The Department of State and U.S. Agency for International Development dedicated the first Quadrennial Diplomacy and Development Review (QDDR), released last week, to the memory of Ambassador Holbrooke. Secretary Clinton met with employees at the State Department and at USAID to address the QDDR, which provides a "blueprint for elevating American 'civilian power' to better advance our national interests and to be a better partner to the U.S. military." Leading through civilian power means "directing and coordinating the resources of all of America's civilian agencies to prevent and resolve conflicts; help countries lift themselves out of poverty into prosperous, stable, and democratic states; and build global coalitions to address global problems."

Ambassador Eric Goosby, the U.S. Global AIDS Coordinator, demonstrated how the QDDR reminds us how important advancing global health is to our economic and national security. Ambassador Goosby attended the "European Development Days" conference to meet with donor and country partners to discuss our shared health and development goals. He also joined Secretary Clinton, South African International Relations and Cooperation Minister Maite Nkoana Mashabane, and U.S. Ambassador to South Africa Donald Gips for the signing of a landmark Partnership Framework that will guide future efforts to combat HIV/AIDS in South Africa.

In Pakistan, civilian efforts launched a project to help small farmers cultivate sunflowers -- part of ongoing U.S. efforts to assist with flood recovery in Pakistan. President Obama, Secretary of State Clinton Secretary of Defense Gates, and Joint Chiefs Vice Chairman General Cartwright provided an update on broader efforts in Afghanistan and Pakistan.

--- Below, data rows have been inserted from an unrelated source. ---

PR #657, opened 2016-07-05
Displays execution-time on the right

renaud:
Displays execution time on the right. Easier on the eyes...


jcb91:
so for me, this results in the border being clipped, as the timing area is no longer the full width of the cell:

image

perhaps `text-align: right` might work better?

jcb91:
closing, as this is now available through #907

PR #663, opened 2016-07-13
spring cleaning - remove latex_env temp files

jcb91:
* remove `.ipynb_checkpoints` files from latex_envs
* remove temp files from latex_envs
* add a gitignore to avoid re-adding latex temp files in future
* remove redundant `makezip` script and `creating_the_directory.txt` file.


jcb91:
I wonder if we might also consider removing the compiled html & pdf docs, since they're created form the ipynb anyway...

jfbercher:
I put the compiled html & pdf docs as examples of outputs (I also point to the html in the README if I rememer). 

Anyway I plan to rework all the export part this summer, may be more than that, and then will have to update the doc at the end.

jcb91:
ah, ok!

I forgot to add it to the summary before now, but this PR also removes the `makezip` script and the `creating_the_directory.txt` file. If that also seems sensible, I think we can safely merge?

PR #674, opened 2016-07-22
Fix bug in autoscroll extension

juhasch:
`auto_scroll_threshold` is not a function


juhasch:
Closed in favour of #683

PR #687, opened 2016-07-27
Fix/reponame

juhasch:
Replace IPython-notebook-extensions with Jupyter-notebook-extensions


jcb91:
I've started doing omething similar on top of current master. Will PR shortly

juhasch:
OK. Thanks. I have a small patch for setup.py and readme.md coming.

jcb91:
while we're about renaming things, might it be better to rename the repo with the same name as the python package (`jupyter_contrib_nbextensions`)?

juhasch:
Having the same name sounds good.

jcb91:
ok, so I'll go ahead and do that, then do a quick `s/Ipython-notebook-extensions/jupyter_contrib_nbextensions/g`

PR #691, opened 2016-07-27
CI fixes

jcb91:
to a ref before the restructure, otherwise the test doesn't make sense (and fails!)


jcb91:
not sure why appveyor coverage is failing, but merging anyway

PR #703, opened 2016-07-28
Latex_envs: reworked math numbering and exports

jfbercher:
- In this version we have reworked **equation numbering**. In the previous version, we had implemented a specialized counter and detected equations rendering for updating the counter. Meanwhile, this feature has been introduced in `MathJax` and  we now rely on MathJax implementation. We still have keep the capability of displaying only equation labels (instead of numbers). The numbering is automatically updated and is document-wide.
- It is possible that equation rendering and update is now significantly faster. 
- We have completely reworked the **notebook conversion** to plain $\LaTeX$ and html. We provide specialized exporters, pre and post processors, templates. We also added entry-points to simplify the conversion process. It is now as simple as
```bash
jupyter nbconvert --to html_lenvs FILE.ipynb
```
or 
```bash
jupyter nbconvert --to latex_lenvs FILE.ipynb
```
to convert `FILE.ipynb` into html/latex while keeping all the features of the `latex_envs` notebook extension in the converted version. The LaTeX converter also expose several conversion options (read the docs). 

You may need to reinstall the package to add the entry points, eg via `pip3 install -e jupyter_contrib_nbextensions --user`


jcb91:
looks pretty good, any chance you could get `tox -e lint` to pass (see https://travis-ci.org/ipython-contrib/jupyter_contrib_nbextensions/jobs/148165970 for details)?

jcb91:
thanks @jfbercher, looks good to me, will merge once appveyor completes 👍

jcb91:
... which it has :)

PR #707, opened 2016-07-29
Update README.md

jfbercher:
Add a further note on enabling/disabling/configuring extensions using the nbextension configurator


jcb91:
looks good to me :)

Issue #1461, opened 2019-09-28
zenmode: not working properly with jupyter themes


luckylsk34:
Hello there,

Toggling zenmode off while using jupyter themes doesn't restore the previous background and CSS properties. As a result, the following happens.

before using zenmode:
![Screenshot_2019-09-28 Untitled](https://user-images.githubusercontent.com/25878722/65814967-b3754900-e206-11e9-841e-0ca47305e807.png)

toggling zenmode on:
![Screenshot_2019-09-28 Untitled(1)](https://user-images.githubusercontent.com/25878722/65814976-c9830980-e206-11e9-846d-1fb5d635a6fe.png)

toggling zenmode off:
![Screenshot_2019-09-28 Untitled(2)](https://user-images.githubusercontent.com/25878722/65814980-cf78ea80-e206-11e9-9546-9914dc125559.png)

Toggling zenmode off is expected to revert to the first image but as it shows in the third image, it does not.
I am not using any URLs for background images, my "Use builtin backgrounds in addition to any specified by URL" is checked OFF in zenmode settings. The grey background around the code cell also stands out from the body's background.

luckylsk34:
Maybe we can leave the background as is when no images or urls are used.

luckylsk34:
Closed by #1462 .

PR #1462, opened 2019-09-28
Fix for issue #1461

luckylsk34:
Fixed the gray background for the notebook-container problem by making the opacity 0. Commented out cell CSS to make it more suitable to the specified theme.

When zenmode it toggled on, the old background is no longer stored and nothing is stored in it anyway, and the same properties are stored in respective properties.
When zenmode is toggled off, the image is removed and nothing is changed.

Since we are making notebook-container transparent when toggling zenmode on and not changing it back when toggling zenmode off, this will not completely restore the look of the original theme for some themes where the notebook-container has a different background than the normal background.


juhasch:
Thank you.

PR #1474, opened 2019-11-12
Fix duplicate call of extension "init_cell"

juice500ml:
There exists a possibility of calling function `run_init_cells()` twice on function `run_init_cells_asap()`.
Kernel exists only as two cases: (1) Kernel is already ready, and (2) Kernel is not yet ready, and in both cases, `run_init_cells()` should be called only once.
On case (1), there is no need to hook an event on `kernel_ready`, as cells are already initialized.
If the event hook exists, in some specific cases, `run_init_cells()` is called twice, due to racing conditions.


juhasch:
Makes sense, thanks for catching this bug.

PR #1514, opened 2020-07-02
Added Goto Error extension

teticio:
Hi

I've created an extension which makes it possible to click on the filenames in a stack trace and open up a window showing you the code with the line highlighted, even if this is buried in some installed pacakge. I find this very useful for debugging and to understand better how other packages work. I got the idea from Google Colab, which has similar functionality. Also, a button "Search on Stack Overflow" is added to the stack trace which will search for your error on Stack Overflow.

I'd be really chuffed if this got included in the offering.

Thanks everyone for a great repo!

Rob


teticio:
Hello. Just wondering if there is any chance of this being merged... It would kinda make my day. Thanks!

PR #1535, opened 2020-10-20
Support non-live notebook such as nbconvert output

cailiang9:
For long notebook snapshots, we need toc as a quick navigation.
a simple way is to render with toc2 as a nbconvert template.
but when open the rendered html with browsers, we found some js errors because toc2 does not support non-live notebook.
this PR fixes the errors and supports non-live notebook.


juhasch:
Thank you

PR #1599, opened 2022-07-09
Bump version to 0.6.0

juhasch:


bnavigator:
0.6.0 has never been tagged or published on PyPI

PR #1604, opened 2022-08-18
fix typos

astromancer:
Hi! Small PR to fix a couple of typos in the install script.


juhasch:
Makes sense. Thank you.

PR #1612, opened 2022-11-14
Remove the `scripts` portion of setup.py

bkad:
Scripts is deprecated by entry_points and when both exist it causes errors for some PEP-compliant installers.

Some details here: https://github.com/bazelbuild/rules_python/issues/765#issuecomment-1193000233


juhasch:
Thank you.

PR #1614, opened 2022-12-03
`limit_outputs`: do not truncate HTML outputs

deeenes:
- Truncating HTML (such as pandas data frames) resulted in unclosed tags and the corrupted HTML was often illegible below the affected cells
- New Boolean parameter `limit_html_output`
- New default behaviour is to keep outputs intact if they have HTML content


juhasch:
Makes sense, thank you.

PR #1616, opened 2022-12-06
Reconcile format for absolute time

### LINKED ISSUE #1615: ExecuteTime's default absolute format disagrees with its documentation and description file
Both the documentation and description file for *ExecuteTime* give `'YYYY-MM-DD HH:mm:ss'` as the default format for displaying absolute time:

https://github.com/ipython-contrib/jupyter_contrib_nbextensions/blob/92bb755152c870caf9cac1acebb168f71f9dae6c/src/jupyter_contrib_nbextensions/nbextensions/execute_time/readme.md?plain=1#L76-L81

https://github.com/ipython-contrib/jupyter_contrib_nbextensions/blob/92bb755152c870caf9cac1acebb168f71f9dae6c/src/jupyter_contrib_nbextensions/nbextensions/execute_time/ExecuteTime.yaml#L30-L33

However, the actual default in the code places the time before the date:

https://github.com/ipython-contrib/jupyter_contrib_nbextensions/blob/92bb755152c870caf9cac1acebb168f71f9dae6c/src/jupyter_contrib_nbextensions/nbextensions/execute_time/ExecuteTime.js#L39

To use `'YYYY-MM-DD HH:mm:ss'`, one must explicitly set that format in a configuration file. Trying to set it within the configurator web page has no effect, because the page detects no change from the displayed value.

stanwest:
Closes #1615 by making the default format consistent with that in the documentation and description file.

### DIFF
--- a/src/jupyter_contrib_nbextensions/nbextensions/execute_time/ExecuteTime.js
+++ b/src/jupyter_contrib_nbextensions/nbextensions/execute_time/ExecuteTime.js
@@ -36,7 +36,7 @@ define([
         clear_timings_on_clear_output: false,
         clear_timings_on_kernel_restart: false,
         default_kernel_to_utc: true,
-        display_absolute_format: 'HH:mm:ss YYYY-MM-DD',
+        display_absolute_format: 'YYYY-MM-DD HH:mm:ss',
         display_absolute_timings: true,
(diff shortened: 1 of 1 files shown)


juhasch:
Thanks. Makes sense.

PR #1617, opened 2022-12-09
In Collapsible Headings, get notebook version from sys_info if possible

### LINKED ISSUE #1611: Collapsible Headings alters vertical position of tooltip for signature and docstring
With the Collapsible Headings extension enabled in versions 6.5.1 and 6.5.2 of [*notebook*](https://github.com/jupyter/notebook), but not in v. 6.4.12, the tooltip that displays the current object's signature and docstring when one hits Shift + Tab appears at the wrong height within the browser window. As far as I've seen, the tooltip appears too low when the view is scrolled near the top of the notebook and too high when near the bottom. The screen-shots below illustrate the behavior.

low

high

For a long enough notebook scrolled down somewhat, the tooltip may have so high a position that it is outside the window, giving the impression that the notebook is ignoring Shift + Tab (at least until the fourth press raises the pager).

Prior related issues are  #509 and #949, and the possibility of breakage is [mentioned](https://github.com/ipython-contrib/jupyter_contrib_nbextensions/blob/2248f6e15753d0eb4339215313ae21ba09cbdf74/src/jupyter_contrib_nbextensions/nbextensions/collapsible_headings/readme.md?plain=1#L85-L91) in the extension's *readme* file.

stanwest:
Closes #1611.

### DIFF
--- a/CHANGELOG.md
+++ b/CHANGELOG.md
@@ -17,6 +17,9 @@ readthedocs stuff gets all the shiny link goodness. Thanks!
 
 Unreleased (aka. GitHub master)
 -------------------------------
+
+- In *Collapsible Headings*, get the notebook version from `sys_info` if possible, resolving an incompatibility with *notebook* versions 6.5.x [#1617](https://github.com/ipython-contrib/jupyter_contrib_nbextensions/pull/1617).
+
 0.7.0
 -----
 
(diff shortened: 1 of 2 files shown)


juhasch:
Thanks @stanwest. Looks good to me.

Civilian efforts are playing a critical role in Sudan, where voter registration just concluded ahead of the January 9 vote for the Southern Sudan referendum. Meanwhile, the world's youngest democracy Kosovo held parliamentary elections, and leaders from Southeast Europe gathered to address reducing conventional weapons and munitions stockpiles in the region. This year, Iraq made great strides in overcoming threats from landmines and unexploded munitions dating back to the Iran-Iraq War of the 1980s. Last week also saw an important milestone in the restoration of Iraq's normalized ties to the international community. During a special session chaired by Vice President Biden, the UN Security Council took steps to return Iraq to the legal and international standing it held prior to the 1990 invasion of Kuwait.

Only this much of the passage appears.